Scan the data below. Pull out each line where "works" occurs.

→ Supplied records:
________
PR #937, opened 2023-04-19
TRT-974: Log error but continue with VariantTestReport

neisw:


pkg/api/install.go
```diff
@@ -107,9 +107,11 @@ func VariantTestsReport(dbc *db.DB, release string, reportType v1.ReportType,
 	for testName := range tests {
 		allReport, err := query.TestReportExcludeVariants(dbc, release, testName, excludedVariants)
 		if err != nil {
-			return variantColumns, tests, err
+			// log the error and keep going
+			log.WithError(err).Errorf("Failed to query test report for: %s", testName)
+		} else {
+			tests[testName]["All"] = allReport
```
stbenjam, line 113: What does allReport contain if it returns an error?

neisw: Looks empty in the debugger and based on https://github.com/openshift/sippy/blob/c343a00e15c79c9ee6ce27aed51d3eb7a9147869/pkg/db/query/test_queries.go#L151

PR #940, opened 2023-04-21
Port Prow Job Intervals UI to Sippy

dgoodwin:
TRT-918

Today we store fixed html artifacts after every job run which we use to debug jobs. However once published this html can't be easily updated or tweaked with improvements. It's also not possible to share links directly to things we're looking at.

This work ports the existing intervals chart over to sippy giving us a central location we can link to from prow jobs. We can rollout improvements to the UI in sippy and have them immediately available for past jobs. All filtering includes support for query parameters so we can link directly to what we're looking at.

Uses a pre-existing API that pulls all intervals files from GCS and merges them together, but the UI has support for filtering down to just one, or both files if present. By default you're shown the first after sorting the filenames. (timestamped)

For now, the prow job ID you specify must be in your DB, this is because I can't find the bucket for the job without more info. Once we move to loki, a prow job ID should be enough and we can then view intervals from a sippy that has no jobs actually imported. This is important so there are no delays to using this tool, while waiting for sippy to actually import the job on the hour.

I have not ported David's latest work on the pre-defined 10 rows you can filter with using lodash, this is just a simpler single regex specification, plus some buttons that allow you to include/exclude categories or files. 

A default selection of categories is provided if none are specified.


sippy-ng/src/App.js
```diff
@@ -436,6 +437,13 @@ export default function App(props) {
                     )}
                   />
 
+                  <Route
+                    path="/prow_job_runs/:jobrunid"
```
dgoodwin, line 441: Was thinking this would be a generic page for details of a job run, perhaps it should be more intervals specific. I can't imagine we'd want anything else on the screen.

stbenjam:
I think you're missing the timelines-chart in packages.json

sippy-ng/src/App.js
stbenjam: I could see us having more info about a job run (risk anaylsis maybe?) or eventually even some testgrid like view.

WDYT about `/jobs_runs/:jobrunid/intervals` ?  Just so if we don't break urls later if we need to refactor things. Also do we need prow in the url name?

sippy-ng/src/components/TimelineChart.js
```diff
@@ -0,0 +1,130 @@
...
+// in origin previously.
+export default function TimelineChart({ eventIntervals, data }) {
+  const ref = useRef(null)
+
+  useEffect(() => {
+    let chart = null
+    const node = ref.current
+    if (node) {
+      //const el = document.querySelector('#chart')
+      let ordinalScale = d3scale
```
stbenjam, line 16: I think this could be a `const` outside of useEffect, it won't change if data changes.

sippy-ng/src/prow_job_runs/ProwJobRun.js
```diff
@@ -0,0 +1,926 @@
...
+      ['pod_logs', 'Pod Logs'],
+      ['interesting_events', 'Interesting Events'],
+      ['alerts', 'Alerts'],
+      ['node_state', 'Node State'],
+      ['e2e_test_failed', 'E2E Failed'],
+      ['e2e_test_flaked', 'E2E Flaked'],
+      ['e2e_test_passed', 'E2E Passed'],
+      ['disruption', 'Disruption'],
+    ])
+  )
```
stbenjam, line 35:
```js
const allCategories = {
  operator_unavailable: 'Operator Unavailable',
  operator_progressing: 'Operator Progressing',
  operator_degraded: 'Operator Degraded',
  pods: 'Pods (careful)',
  pod_logs: 'Pod Logs',
  interesting_events: 'Interesting Events',
  alerts: 'Alerts',
  node_state: 'Node State',
  e2e_test_failed: 'E2E Failed',
  e2e_test_flaked: 'E2E Flaked',
  e2e_test_passed: 'E2E Passed',
  disruption: 'Disruption'
};
```

didn't work?

sippy-ng/src/prow_job_runs/ProwJobRun.js
```diff
@@ -0,0 +1,926 @@
...
+
+  const [categoryButtonState, setCategoryButtonState] = useState(() => {
+    const params = new URLSearchParams(window.location.search)
+
+    let categories = []
+    let categoriesParam = params.get('categories')
+    if (categoriesParam) {
+      categories = categoriesParam.split(',')
+    }
```
stbenjam, line 44: Can you use `useQueryParams` instead? There are string array params built-in, and it manages the URLs for you.

sippy-ng/src/prow_job_runs/ProwJobRun.js
```diff
@@ -0,0 +1,926 @@
...
+      initialState['operator_unavailable'] = true
+      initialState['operator_progressing'] = true
+      initialState['operator_degraded'] = true
+      initialState['pod_logs'] = true
+      initialState['interesting_events'] = true
+      initialState['alerts'] = true
+      initialState['node_state'] = true
+      initialState['e2e_test_failed'] = true
+      initialState['disruption'] = true
+    }
```
stbenjam, line 66: If you used useQueryParams, you wouldn't need any of this.  I'd expect this to be a default prop on the component like this:

```js
ProwJobRun.defaultProps = {
  categories:  {
    operator_unavailable: true,
    operator_progressing: true,
    operator_degraded: true,
    pod_logs: true,
    interesting_events: true,
    alerts: true,
    node_state: true,
    e2e_test_failed: true,
    disruption: true,
  },
}

ProwJobRun.propTypes = {
  categories: PropTypes.object,
}
```

And then for useQueryParams, the default value would be the prop:

```
 const [names = props.categories, setCategories] = useQueryParam('category', ArrayParam) 
```

stbenjam: And then if someone clicked the button, you'd just call `setCategories(<new categories map>)` and the URL would be updated, the categories variable would get updated, and the intervals table should automatically rerender

sippy-ng/src/prow_job_runs/ProwJobRun.js
```diff
@@ -0,0 +1,926 @@
...
+    return ''
+  })
+
+  const fetchData = () => {
+    if (isLoaded) {
+      console.log(
+        'fetchData called due to UI update but intervals already loaded, re-using intervals'
+      )
+      return
+    }
```
stbenjam, line 100: You could avoid this but having multiple `useEffect` hooks, so you could have one with no conditions so fetchdata gets called only one time, and then one that calls updatefiltering when  [categoryButtonState, history, selectedIntervalFiles]) gets  updated

sippy-ng/src/prow_job_runs/ProwJobRun.js
dgoodwin: I don't know what I did, but this works, thanks!

sippy-ng/src/prow_job_runs/ProwJobRun.js
dgoodwin: Gave it a shot, let me know what you think.

dgoodwin:
I think I got everything, and it seems to be working.

stbenjam:
Need to run `npm install timelines-chart` so it gets pulled into packages.json.  That's why the tests are failing here.

Once I do that it looks like it works well - a few comments you could fix later after merging this

- Any idea why in firefox I get these big text headers? 

image

- Jobs that don't have intervals the page goes blank http://localhost:3000/sippy-ng/job_runs/1651642012622917632/intervals - the api probably needs to return a 404 instead of `{items:null}`

dgoodwin:
Doh I did the npm command in top level sippy, it's fixed now. 

Those headers, I saw those as well at one point, and then they went away. I've developed this on Firefox so I'm really unclear why that's showing up and going away.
________
→ Your response:
dgoodwin: I don't know what I did, but this works, thanks!
Once I do that it looks like it works well - a few comments you could fix later after merging this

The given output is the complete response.